Of course Michael Dell wants controlJanuary 30, 2013: 11:46 AM ET
Michael Dell was never looking to be a small fish in his own pond.
FORTUNE -- Bloomberg is reporting that Michael Dell is seeking majority control of Dell Inc. (DELL), the PC maker that is in talks to be taken private by Silver Lake Partners and Microsoft (MSFT). In other news, Kobe Bryant still wants to take the last shot in a tied game.
Seriously, did anyone ever think different?

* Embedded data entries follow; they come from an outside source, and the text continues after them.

PR #322, opened 2018-05-29
Feat/aws bucket sync

giangbui:


gen3/bin/kube-setup-secrets.sh
```diff
@@ -208,7 +208,25 @@ if [[ -f "${WORKSPACE}/${vpc_name}_output/creds.json" ]]; then  # update secrets
...
+  fi
+
+  if ! g3kubectl get configmaps/data-service-manifest > /dev/null 2>&1; then
+    if [[ ! -f "./apis_configs/manifest" ]]; then
+      touch "./apis_configs/manifest"
+    fi
+    g3kubectl create configmap data-service-manifest --from-file=manifest=./apis_configs/manifest
+  fi
+
   # Create the 'sheepdog' and 'peregrine' postgres user if necessary
```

For starters, it was always assumed that Michael Dell would roll over his existing 15.74% position. Next, we knew that the total equity check (excluding Dell's shares) would need to be around $5 billion. Even if Microsoft and Silver Lake each pumped in $2 billion -- something I don't believe Silver Lake can actually do, save for possibly utilizing some fund recycling provisions -- that would still leave a $1 billion gap.

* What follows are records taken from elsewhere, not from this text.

PR #330, opened 2018-06-05
Feat/gzip

zflamig:


kube/services/revproxy/00nginx-config.yaml
```diff
@@ -139,7 +139,15 @@ data:
...
-        gzip_types application/javascript;
+        gzip_proxied any;
+        gzip_types
+          text/css
+          text/javascript
+          text/xml
+          text/plain
+          application/javascript
+          application/x-javascript
+          application/json;
```
frickjack: I think we decided not to gzip json due to the BREACH attack:
   https://en.wikipedia.org/wiki/BREACH

kube/services/netpolicy/networkpolicy_fence_templ.yaml
```diff
@@ -23,6 +23,9 @@ spec:
       - podSelector:
           matchLabels:
              app: revproxy
+      - podSelector:
```
frickjack: Why does shiny need to communicate directly with the fence service?
Would it be better if client code accessed our services via our standard public endpoint, than have one way to do things for workspace clients like shiny and another for external clients ?

kube/services/revproxy/00nginx-config.yaml
zflamig: I don't believe we actually reflect user data anywhere so we shouldn't be vulnerable to this?

zflamig: Actually thats not true, we reflect names in graphql queries so you could potentially do it there. Disabling for the graphql endpoint

PR #373, opened 2018-06-20
feat(assume_role): cross AWS accounts

thanh-nguyen-dang:
r @frickjack @philloooo 
related pr:
https://github.com/uc-cdis/fence/pull/257


philloooo:
if the comment in fence is addressed, this change is not needed

PR #374, opened 2018-06-21
Feat/s3 and elb logging csoc

fauzigo:
The way ELB are deployed cannot be tied up with this module, kube-aws is in charge of bringing the up, therefore we must either migrate to ELK or run  commands manually to get the ELB logs into cloudwatch.

As for now this will only send buckets logs into cloudwatch. 

The Environment variable must match a CloudWatch Log group that already exists.


tf_files/aws/modules/s3-bucket/cloud.tf
```diff
@@ -151,3 +151,94 @@ resource "aws_iam_instance_profile" "mybucket_writer" {
...
+resource "aws_iam_role_policy_attachment" "trail_writer_role" {
+  role       = "${aws_iam_role.cloudtrail_writer.name}"
+  policy_arn = "${aws_iam_policy.trail_writer.arn}"
+}
+
+
+# first we need to create a trail in cloudtrail
+
+resource "aws_cloudtrail" "logger_trail" {
+  name                          = "${var.environment}-trail"
```
frickjack: What happens if we have multiple buckets - will they all create the same trail?

tf_files/aws/modules/s3-logs/cloud.tf
```diff
@@ -33,6 +35,13 @@ resource "aws_s3_bucket" "log_bucket" {
   }
 }
 
+#### Added by fauzi@uchicago.edu
+
+data "aws_caller_identity" "current" {}
```
frickjack: Where is this used?

tf_files/aws/modules/s3-bucket/cloud.tf
```diff
@@ -151,3 +151,94 @@ resource "aws_iam_instance_profile" "mybucket_writer" {
...
+  s3_bucket_name                = "${module.cdis_s3_logs.log_bucket_name}"
+  s3_key_prefix                 = "trailLogs"
```
frickjack: So the parent s3-bucket and cloud-trail both write to the logs bucket?

tf_files/aws/modules/s3-logs/cloud.tf
fauzigo: I removed the association with the "data" resource in a previous commit and forgot to remove the invocation.

Removed now

tf_files/aws/modules/s3-bucket/cloud.tf
fauzigo: Yes, 

Regular logging, like the module is doing already, would send logs in plain text to the other S3 bucket. Whereas the trail would send similar information but zipped and there is no way to tell CloudTrail to not deliver zipped files.

From my perspective we have two additional options for this redundancy. We could either set a short lifecycle for either one of those (preferably the plain text ones), or we could just not enable bucket logs other than what goes by CloudTrail.

>CloudTrail tracks API access for infrastructure-changing events, in S3 this means creating, seleting, and modifying bucket (S3 CloudTrail docs). It is very focused on API methods that modify buckets.
S3 Server Access Logging provides web server-style logging of access to the objects in an S3 bucket. This logging is granular to the object, includes read-only operations, and includes non-API access like static web site browsing.

tf_files/aws/modules/s3-bucket/cloud.tf
fauzigo: I wasn't counting on having multiple buckets for the same commons, but it makes sense to have the module ready for multiple buckets.

fauzigo: pushed a change that should take care of this in the future.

That's where Michael Dell would come in -- meaning that he would contribute more than $4 billion in value (i.e., more than Microsoft and Silver Lake combined).
From a more qualitative perspective, Michael Dell has never suggested a willingness to give up the reins. He could have remained Dell's chairman and CEO following a buyout, but his job security would have been subject to Silver Lake's continued approval. Or that of whoever Silver Lake sold Dell to down the line. That just isn't happening.

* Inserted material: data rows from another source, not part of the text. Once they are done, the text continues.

PR #379, opened 2018-06-26
Centralised squid nlb set-up in CSOC

rarya:
This branch have the code for spinning up the centralised squid nlb set-up in CSOC.
It also has code for creating an endpoint in the commons (pointing to the squid nlb endpoint service in CSOC) and the code for creating the DNS entry for cloud-proxy (pointing to the DNS of the endpoint in commons). However, the code for creating the DNS entry for the cloud-proxy  in commons (pointing to centralised set-up) is commented out for now.


flavors/squid_nlb_central/squidvm.sh
```diff
@@ -0,0 +1,154 @@
+#!/bin/bash
+
+SUB_FOLDER="/home/ubuntu/cloud-automation/"
+MAGIC_URL="http://169.254.169.254/latest/meta-data/"
+
+
+cd /home/ubuntu
+sudo apt-get update
+sudo apt-get install -y build-essential wget libssl-dev
+wget http://www.squid-cache.org/Versions/v4/squid-4.0.24.tar.xz
```
frickjack: Would you add some instructions on where to go to check for new versions, and a note on why we're running v4 before it goes GA, and that we'll switch to the `apt` package once v4 is available in the standard repos?

flavors/squid_nlb_central/updatewhitelist.sh
```diff
@@ -0,0 +1,36 @@
...
+
+cd /home/ubuntu/cloud-automation
+git pull
+
+DIFF_AUTH1=$(diff "/home/ubuntu/cloud-automation/flavors/squid_nlb_central/authorized_keys_admin" "/home/ubuntu/.ssh/authorized_keys")
+DIFF_AUTH2=$(diff "/home/sftpuser/cloud-automation/flavors/squid_nlb_central/authorized_keys_user" "/home/sftpuser/.ssh/authorized_keys")
+
+DIFF_SQUID1=$(diff "/home/ubuntu/cloud-automation/flavors/squid_nlb_central/web_whitelist" "/etc/squid/web_whitelist")
+DIFF_SQUID2=$(diff "/home/ubuntu/cloud-automation/flavors/squid_nlb_central/web_wildcard_whitelist" "/etc/squid/web_wildcard_whitelist")
+DIFF_SQUID3=$(diff "/home/ubuntu/cloud-automation/flavors/squid_nlb_central/ftp_whitelist" "/etc/squid/ftp_whitelist")
```
frickjack: It will be better to just check the exit code from `diff` to see if something has changed - ex:
```
echo "Checking if web_whitelist has changed"
diff ...
DIFF_SQUID1=$?
if [[ $DIFF_SQUID1 -ne 0 ]]; then ... the file has changed 
```

gen3/lib/aws.sh
```diff
@@ -280,6 +283,22 @@ EOM
...
+    # rds snapshot vpc is simpler ...
+    commonsName=$(echo "$GEN3_WORKSPACE" | sed 's/_snapshot$//')
+    cat - <<EOM
+  env_vpc_octet3                = "3rd OCTET OF CSOC CIDR FOR SQUID SETUP"
+  env_nlb_name                  = "NLB SETUP NAME"
+  env_vpc_id                    = "CSOC VPC-ID"
+  env_pub_subnet_routetable_id = "CSOC ROUTE TABLE ID - HAVING ROUTE TO INTERNET GW"
+  csoc_internal_dns_zone_id  = "PUT IT AS `ZA1HVV5W0QBG1` IF LAUNCHING THE SQUID NLB IN CSOC MAIN VPC"
+  allowed_principals_list       = "[LIST OF AWS ACCOUNTS WHICH NEEDS TO BE WHITELISTED]"
+  # e.g. of the list - ["arn:aws:iam::<AWS ACCOUNT1 ID>:root","arn:aws:iam::<AWS ACCOUNT2 ID>:root", ...]
```
frickjack: Can we put real default values in here for our current CSOC?  We'll only be running one central squid for now, right?  :-)

tf_files/aws/commons/variables.tf
```diff
@@ -133,3 +133,6 @@ locals {
   # kube-aws does not like '-' in cluster name
   cluster_name = "${replace(var.vpc_name, "-", "")}"
 }
+
+variable "squid-nlb-endpointservice-name" {
+  }
```
frickjack: We should have a default value here that points at the CSOC squid service?

tf_files/aws/modules/squid_nlb_central_csoc/README.md
```diff
@@ -0,0 +1,5 @@
+# Description
+A centralised NLB set-up for Squid proxy will be installed in the CSOC account. This is going to be a centralised squid set-up utilized by all the data commons VPC.
+
+   
+
```
frickjack: Let's make a lucid chart SVG, and link it here:
* CSOC
   - 3 subnets
   - autoscaling group
   - NLB 
   - endpoint service?  is that a thing?
* Child VPC
    - vpc endpoint
    - note about cloud-proxy.internal.io DNS entry

Also put a note about put a note about how we cannot point a default route at the endpoint ...

frickjack: Also put a note about pricing of bandwidth through the VPC endpoint

flavors/squid_nlb_central/squidvm.sh
rarya: done

flavors/squid_nlb_central/updatewhitelist.sh
rarya: done.

gen3/lib/aws.sh
rarya: I think we better keep it this way, allowed_principal list will be modified whenever an account is added.Anyways this is launched from the csoc_master_admin VM; which anyways have all those valuse in the `.local/share/gen3/csoc/csocsquidnlb_squidnlbcentral` config.tvars file.

tf_files/aws/commons/variables.tf
rarya: done.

In fact, sources tell me that Michael Dell's insistence on eternal control was one reason why a number of private equity firms didn't look seriously at the opportunity. Not because they didn't want Michael Dell involved -- but because they wanted the option of dumping him if they someday changed their mind.
None of this is a knock on Michael Dell. He founded Dell, is its largest shareholder and believes he's the right man to help it adapt to a PC-light world. Instead, it's a knock on anyone who thought he'd voluntarily let someone else determine his fate, or that of his company.